WHAT IS NEEDED: Could you print the full listing again, exactly as written?

SUPPLIED ENTRIES:
PR #2607, opened 2022-04-13
Add time helpers and tests

zoeyTM:
Fixes HH-462

### DIFF
--- a/packages/hardhat-test-helpers/src/helpers/time/duration/seconds.ts
+++ b/packages/hardhat-test-helpers/src/helpers/time/duration/seconds.ts
@@ -1,6 +1,6 @@
 /**
  * Converts seconds into seconds (noop)
  */
-export function seconds(n: number = 1): number {
+export function seconds(n: number): number {
   return n;
 }


packages/hardhat-test-helpers/test/helpers/time/setNextBlockTimestamp.ts
```diff
@@ -0,0 +1,55 @@
...
+    await hh.mine();
+
+    const endHeight = await hh.time.latestBlock();
+    const endTimestamp = await hh.time.latest();
+
+    assert.equal(initialHeight + 1, endHeight);
+    assert.equal(newTimestamp, endTimestamp);
+  });
+
+  it("should set the next block to the given timestamp [Date]", async function () {
```
morgansliman, line 33: One thing I noticed about this test and the one above it is that, when running only this specific suite via `describe.only("time#setNextBlockTimestamp"...`, the tests pass as expected.

However, when running the full suite of tests for the test helpers, these two tests fail, specifically on the second assert in each test where the `endTimestamp` is 1 millisecond larger than `newTimestamp` in both cases.

My assumption is that this is due to system lag, and that the solution would simply be to assert that the timestamps are within 1-2 ms of each other, rather than exactly equal. Before doing that, though, I wanted another set of eyes on it to ensure that there wasn't actually a bug somewhere that I missed. 

Also worth noting is that these tests take significantly longer to complete in the full suite than they do when running exclusively their own suite.

fvictorio: The problem was that the helper was using `evm_increaseTime` instead of `evm_setNextBlockTimestamp`. I changed that.

`evm_increaseTime(5)` doesn't mean "set the next timestamp to the previous timestamp, plus 5". Instead, it means "simulate that 5 seconds have passed". That is: they are added to whatever time has really passed so far.

This is easier to understand with an example: if the current block timestamp is X, you call `increaseTime(5)`, wait 10 seconds, and mine a block, the new timestamp will be X + 15, not X + 5.

morgansliman: I see, that makes sense.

ANSWER SECTION:
PR #2607, opened 2022-04-13
Add time helpers and tests

zoeyTM:
Fixes HH-462

### DIFF
--- a/packages/hardhat-test-helpers/src/helpers/time/duration/seconds.ts
+++ b/packages/hardhat-test-helpers/src/helpers/time/duration/seconds.ts
@@ -1,6 +1,6 @@
 /**
  * Converts seconds into seconds (noop)
  */
-export function seconds(n: number = 1): number {
+export function seconds(n: number): number {
   return n;
 }


packages/hardhat-test-helpers/test/helpers/time/setNextBlockTimestamp.ts
```diff
@@ -0,0 +1,55 @@
...
+    await hh.mine();
+
+    const endHeight = await hh.time.latestBlock();
+    const endTimestamp = await hh.time.latest();
+
+    assert.equal(initialHeight + 1, endHeight);
+    assert.equal(newTimestamp, endTimestamp);
+  });
+
+  it("should set the next block to the given timestamp [Date]", async function () {
```
morgansliman, line 33: One thing I noticed about this test and the one above it is that, when running only this specific suite via `describe.only("time#setNextBlockTimestamp"...`, the tests pass as expected.

However, when running the full suite of tests for the test helpers, these two tests fail, specifically on the second assert in each test where the `endTimestamp` is 1 millisecond larger than `newTimestamp` in both cases.

My assumption is that this is due to system lag, and that the solution would simply be to assert that the timestamps are within 1-2 ms of each other, rather than exactly equal. Before doing that, though, I wanted another set of eyes on it to ensure that there wasn't actually a bug somewhere that I missed. 

Also worth noting is that these tests take significantly longer to complete in the full suite than they do when running exclusively their own suite.

fvictorio: The problem was that the helper was using `evm_increaseTime` instead of `evm_setNextBlockTimestamp`. I changed that.

`evm_increaseTime(5)` doesn't mean "set the next timestamp to the previous timestamp, plus 5". Instead, it means "simulate that 5 seconds have passed". That is: they are added to whatever time has really passed so far.

This is easier to understand with an example: if the current block timestamp is X, you call `increaseTime(5)`, wait 10 seconds, and mine a block, the new timestamp will be X + 15, not X + 5.

morgansliman: I see, that makes sense.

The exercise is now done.